Iran war energy crisis is a renewable energy wake-up call

The Iran war is exposing how much the global economy still depends on fragile fossil fuel supplies. The conflict has virtually choked off the Strait of Hormuz, a vital shipping lane for a fifth of the world’s oil and liquefied natural gas. That's shaking up markets and pushing prices higher. Countries reliant on imported fossil fuels — from wealthy industrial economies to poorer developing nations — are facing major disruptions that can quickly ripple through utility bills, food prices, transport costs and electrical grids.

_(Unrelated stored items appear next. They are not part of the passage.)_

PR #404, opened 2022-06-09
CORE-4998 Flow mapper cleanup

lankydan:
Add `hasScheduledCleanup` to `SessionState`.

### DIFF
--- a/gradle.properties
+++ b/gradle.properties
@@ -7,7 +7,7 @@ cordaProductVersion = 5.0.0
 # NOTE: update this each time this module contains a breaking change
 ## NOTE: currently this is a top level revision, so all API versions will line up, but this could be moved to
 ##   a per module property in which case module versions can change independently.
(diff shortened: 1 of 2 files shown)


gradle.properties
```diff
@@ -7,7 +7,7 @@ cordaProductVersion = 5.0.0
 # NOTE: update this each time this module contains a breaking change
 ## NOTE: currently this is a top level revision, so all API versions will line up, but this could be moved to
 ##   a per module property in which case module versions can change independently.
-cordaApiRevision = 111
```
JamesHR3: I think the current version is 113 so you'll need an update here (and in runtime-os presumably).

JamesHR3: I think the current version is 113 so you'll need an update here (and in runtime-os presumably).

JamesHR3 (dismissed):

JamesHR3 (approved):

PR #405, opened 2022-06-09
CORE-648 fixes based on experience implementing an HSM

alexey-kadyrov-r3:
* CryptoService should report key schemes and supported signature specs for each key scheme as some of the EC curves are linked to which digest can be used by signing (eg. spec256r1 should use SHA256withECDSA)
* Supporting the throttling on the platform level
* Instead of using optional interfaces for additional functionality (like delete) it should be single interface coupled with reporting of capabilities (due decorators to handle common fault conditions and throttling)
* Signature spec made polymorphic to simply use in the application layer


cipher-suite/src/main/kotlin/net/corda/v5/cipher/suite/CryptoService.kt
```diff
@@ -10,41 +10,38 @@ import net.corda.v5.crypto.exceptions.CryptoServiceException
  * Note about key aliases. Corda always uses single alias to identify a key pair however some HSMs need separate
  * aliases for public and private keys, in such cases their names have to be derived from the single key pair alias.
  * It could be suffixes or whatever internal naming scheme is used.
- * Also note that's not required to keep a public
- * key in the HSM as that will be kept by the upstream Crypto Services.
+ *
+ * Also note that's not required to keep a public key in the HSM as that will be kept by the upstream Crypto Services.
```
rick-r3: that's not -> that it is not

cipher-suite/src/main/kotlin/net/corda/v5/cipher/suite/CryptoService.kt
```diff
@@ -10,41 +10,38 @@ import net.corda.v5.crypto.exceptions.CryptoServiceException
...
+ *
+ * Exception handling.
+ *
+ * As the service instances are decorated with decorators taking care about the timeout, throttling handling,
```
rick-r3: care about -> care of

cipher-suite/src/main/kotlin/net/corda/v5/cipher/suite/CryptoService.kt
```diff
@@ -10,41 +10,38 @@ import net.corda.v5.crypto.exceptions.CryptoServiceException
...
+ * exception normalisation the exceptions listed for each method are as expected be thrown by the decorators.
```
rick-r3: exception normalisation -> and exception normalisation
expected be thrown -> expected to be thrown

cipher-suite/src/main/kotlin/net/corda/v5/cipher/suite/CryptoService.kt
```diff
@@ -10,41 +10,38 @@ import net.corda.v5.crypto.exceptions.CryptoServiceException
...
+ *
+ * The service should throw the most appropriate exception as it sees it, e.g. if the input parameters are wrong it
+ * should be [IllegalArgumentException] or if the internal state is wrong for an operation then the most appropriate
+ * exception would be [IllegalStateException].
+ *
+ * If service encountered throttling situation then it should throw one
+ * of concrete implementations of [CSLThrottlingException] (such as [CSLExponentialThrottlingException]) so the
+ * library can handle it appropriately.
+ *
+ * The next exceptions are retried - [TimeoutException], [CryptoServiceLibraryException] (with the isRecoverable flage
```
rick-r3: The next exceptions -> The following exceptions

rick-r3 (dismissed):

mnesbit (approved):
ok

Analysts say the crisis is a stark reminder that energy security is not just about stockpiles and shipping, but also about the lagging transition to renewable energy.

AP News

See a wider perspective on how energy sources shape geopolitics: "The pivot" by Charlie Stross https://news.ycombinator.com/item?id=45621074.

And yes, solar energy is not only greener (less CO2, less PM2.5), but also frees us from dependency on other countries. The future can be less centralized.

Some countries (Russia included) will lose their bargaining chip. Other countries (USA included) will lose the incentive to 'democratize' the Middle East.

The pivot | Hacker News

>but also frees us from dependency on other countries

It does not. It moves the dependency to the manufacturing source of the panels. That is China. No thanks.

Can we please just build more reactors? The insistence on solar is becoming a cargo cult (thanks, Elon Musk).

China can't stop you from using solar panels you've already installed and you could manufacture new ones somewhere else.

Solar actually makes a lot of sense for a significant fraction of the grid. It's specifically excellent for electrifying transportation, because most cars are stationary at an office park during the majority of sunlight hours. Install chargers there and you solve the problem of people in apartments not having them at home and you don't have to worry about the intermittency because you're literally using it to charge batteries. Solar is cheaper at the cost of intermittency, so for the things where intermittency doesn't really matter it makes obvious sense.

When it sucks is when you need reliable power in winter at night. Which is what nuclear is good at. But then... you can use both, each one for the thing it's better at.

This is gas brain thinking.

Solar panels are not gas. You don't burn them to make energy.

There is no dependency on solar panel manufacturers. Once you install a panel it's going to make electricity for the next 25 years. At least. After that you can recycle it and use it another 25 years.

Reactors on the other hand require fuel that is consumed. Unless you can mine it yourself, you're just trading an oil dependency for a uranium dependency.